__What the task requires__: Each line from the material with the word "adds" in it must be copied.

****************

PR #2669, opened 2021-04-20
Add explicit data selection to all metric pages

VWSCoronaDashboard1:
## Summary

This PR adds functionality that allows each metric page to explicitly select only the properties from a data file (nl.json, vrXX.json, gmXX.json). This prevents the entire data file to be included in the HTML, which yields quite a significant size reduction.

For example, these are some VR pages before:
regio_html_build_before
and this is after:
regio_html_build_after

And here are the regional actueel pages before:
actueel_html_build_before
and after:
actueel_html_build_after

## Motivation

Optimization.

## Detailed design

Instead of, for example, using the `getNlData` method, a new method called `selectNlPageMetricData` is introduced. This method returns all of the default National data that is required on each national metric page. Because the sidebar needs all of those properties. This method accepts an optional list of additional metric names which will be added to the output. This way a page can select exactly what it needs and no more.

So, the most significant changes are in the `get-data.ts` file, the rest of the changes is all based on implementing the usage of those new methods.

## Drawbacks

It adds a bit of verbosity. Before we just pushed the entire data file (National, Regionaal or Municipal) in some components, but now things have to be defined a little bit more explicitly. The size improvements are worth it though, IMHO.

### Governance

- [ ] Documentation is added


packages/app/src/pages/veiligheidsregio/[code]/verpleeghuiszorg.tsx
```diff
@@ -25,11 +28,11 @@ export { getStaticPaths } from '~/static-paths/vr';
 
 export const getStaticProps = createGetStaticProps(
   getLastGeneratedDate,
-  getVrData
+  selectVrPageMetricData()
```
Comment (VWSCoronaDashboard8) [inline packages/app/src/pages/veiligheidsregio/[code]/verpleeghuiszorg.tsx:31]: No metrics on this page?

packages/app/src/static-props/get-data.ts
```diff
@@ -55,6 +67,37 @@ export function createGetContent<T>(
   };
 }
 
+/**
+ * This method returns all the national data that is required by the sidebar,
+ * optional extra metric property names can be added as separate arguments which will
```
VWSCoronaDashboard8, line 72: Right, now I get the empty function calls

packages/app/src/static-props/get-data.ts
```diff
@@ -55,6 +67,37 @@ export function createGetContent<T>(
...
+ * be added to the output
+ *
+ */
+export function selectNlPageMetricData<
+  T extends keyof National = NationalPageMetricNames
+>(...additionalMetrics: T[]) {
+  return selectNlData(...[...nationalPageMetricNames, ...additionalMetrics]);
```
VWSCoronaDashboard8, line 79: nit; Would this work too?

```suggestion
  return selectNlData(...nationalPageMetricNames, ...additionalMetrics);
```

packages/app/src/static-props/get-data.ts
```diff
@@ -55,6 +67,37 @@ export function createGetContent<T>(
...
+}
+
+/**
+ * This method selects only the specified metric properties from the national data
+ *
+ */
+export function selectNlData<T extends keyof National = never>(
```
VWSCoronaDashboard8, line 86: What is the function of never here?

packages/app/src/static-props/get-data.ts
```diff
@@ -55,6 +67,37 @@ export function createGetContent<T>(
...
+  ...metrics: T[]
+) {
+  return () => {
+    const { data } = getNlData();
+
+    const selectedNlData = {} as Pick<National, T>;
```
VWSCoronaDashboard8, line 92: nit; It's a little strange to declare the type like this when you still need to construct its contents. I would find it more logical to cast the return value, when it's ready.

VWSCoronaDashboard8 (commented):
Nice to have these things typed and filtered 💯

VWSCoronaDashboard8 (approved):

packages/app/src/components/data-driven-text.tsx
```diff
@@ -7,31 +7,38 @@ import {
...
-interface DataDrivenTextProps {
-  data: National | Regionaal | Municipal;
+type DataKeys = keyof National | keyof Regionaal | keyof Municipal;
+type DataFile<T> = T extends keyof National
+  ? Pick<National, 'difference' | T>
+  : T extends keyof Regionaal
+  ? Pick<Regionaal, 'difference' | T>
+  : T extends keyof Municipal
+  ? Pick<Municipal, 'difference' | T>
+  : never;
```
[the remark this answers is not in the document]
VWSCoronaDashboard1: I'll add a comment in the file. In short, this typing makes sure that assign a metricName of `keyof National` that the data property needs to be of type `Pick<National, 'difference' | T>`. If the metricName is `keyof Regionaal`, then the data property needs to be of type `Pick<Regionaal, 'difference' | T>`, etc

packages/app/src/static-props/get-data.ts
VWSCoronaDashboard1: For some reason it doesn't, the compiler complains about it.

packages/app/src/static-props/get-data.ts
VWSCoronaDashboard1: This forces the selectNlData method to be called with at least 1 rest parameter

packages/app/src/static-props/get-data.ts
VWSCoronaDashboard1: Fair enough

packages/app/src/static-props/get-data.ts
VWSCoronaDashboard1: Since T is inferred from the rest parameters. If you default the generic to never, it will infer to never if you don't supply any arguments.

packages/app/src/domain/layout/municipality-layout.tsx
```diff
@@ -29,9 +29,9 @@ export const municipalPageMetricNames = [
   'difference',
 ] as const;
 
-export type MunicipalPageMetricNames = typeof municipalPageMetricNames[number];
+export type GMPageMetricNames = typeof gmPageMetricNames[number];
```
VWSCoronaDashboard8, line 32: Please write acronyms as normal words. We do that in other places too

```suggestion
export type GmPageMetricNames = typeof gmPageMetricNames[number];
```

packages/app/src/domain/layout/national-layout.tsx
```diff
@@ -42,9 +42,9 @@ export const nationalPageMetricNames = [
   'difference',
 ] as const;
 
-export type NationalPageMetricNames = typeof nationalPageMetricNames[number];
+export type NLPageMetricNames = typeof nlPageMetricNames[number];
```
VWSCoronaDashboard8, line 45: Same comment

packages/app/src/domain/layout/safety-region-layout.tsx
```diff
@@ -38,11 +38,11 @@ export const safetyRegionPageMetricNames = [
   'difference',
 ] as const;
 
-export type SafetyRegionPageMetricNames = typeof safetyRegionPageMetricNames[number];
+export type VRRegionPageMetricNames = typeof vrPageMetricNames[number];
```
VWSCoronaDashboard8, line 41: You get my point :)

packages/app/src/static-props/get-data.ts
```diff
@@ -131,12 +129,15 @@ export function selectVrData<T extends keyof Regionaal = never>(
   return (context: GetStaticPropsContext) => {
     const vrData = getVrData(context);
 
-    const selectedVrData = {} as Pick<Regionaal, T>;
+    const selectedVrData: Record<string, any> = {};
```
VWSCoronaDashboard8, line 132: Ah bummer I didn't realize you then also had to type this still. You can probably use string, unknown :)

VWSCoronaDashboard8 (changes requested):

packages/app/src/static-props/get-data.ts
VWSCoronaDashboard8: You could avoid using a temporary variable by using reduce. This is using lodash set:

```suggestion
    const selectedVrData: Pick<Regionaal, T> = metrics.reduce((acc, p) => set(acc, p, vrData.data[p]), {})
```

VWSCoronaDashboard8 (approved):

VWSCoronaDashboard4 (approved):
:100:

packages/app/src/static-props/get-data.ts
```diff
@@ -64,10 +108,43 @@ export function getNlData() {
...
+/**
+ * This method returns all the region data that is required by the sidebar,
+ * optional extra metric property names can be added as separate arguments which will
+ * be added to the output
+ *
+ */
+export function selectVrPageMetricData<
+  T extends keyof Regionaal = VrRegionPageMetricNames
+>(...additionalMetrics: T[]) {
+  return selectVrData(...[...vrPageMetricNames, ...additionalMetrics]);
```
VWSCoronaDashboard10, line 120:
```suggestion
  return selectVrData(...vrPageMetricNames, ...additionalMetrics);
```

packages/app/src/static-props/get-data.ts
```diff
@@ -81,10 +158,43 @@ export function getVrData(context: GetStaticPropsContext) {
...
+/**
+ * This method returns all the municipal data that is required by the sidebar,
+ * optional extra metric property names can be added as separate arguments which will
+ * be added to the output
+ *
+ */
+export function selectGmPageMetricData<
+  T extends keyof Municipal = GmPageMetricNames
+>(...additionalMetrics: T[]) {
+  return selectGmData(...[...gmPageMetricNames, ...additionalMetrics]);
```
VWSCoronaDashboard10, line 170:
```suggestion
  return selectGmData(...gmPageMetricNames, ...additionalMetrics);
```

VWSCoronaDashboard10 (approved):

packages/app/src/static-props/get-data.ts
VWSCoronaDashboard1: Alas, the compiler doesn't agree with this. I don't understand why, but it has something to do with the fact these are rest parameters...

packages/app/src/static-props/get-data.ts
VWSCoronaDashboard1: same as my previous comment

****************

__Finished task__:
This PR adds functionality that allows each metric page to explicitly select only the properties from a data file (nl.json, vrXX.json, gmXX.json). This prevents the entire data file to be included in the HTML, which yields quite a significant size reduction.
It adds a bit of verbosity. Before we just pushed the entire data file (National, Regionaal or Municipal) in some components, but now things have to be defined a little bit more explicitly. The size improvements are worth it though, IMHO.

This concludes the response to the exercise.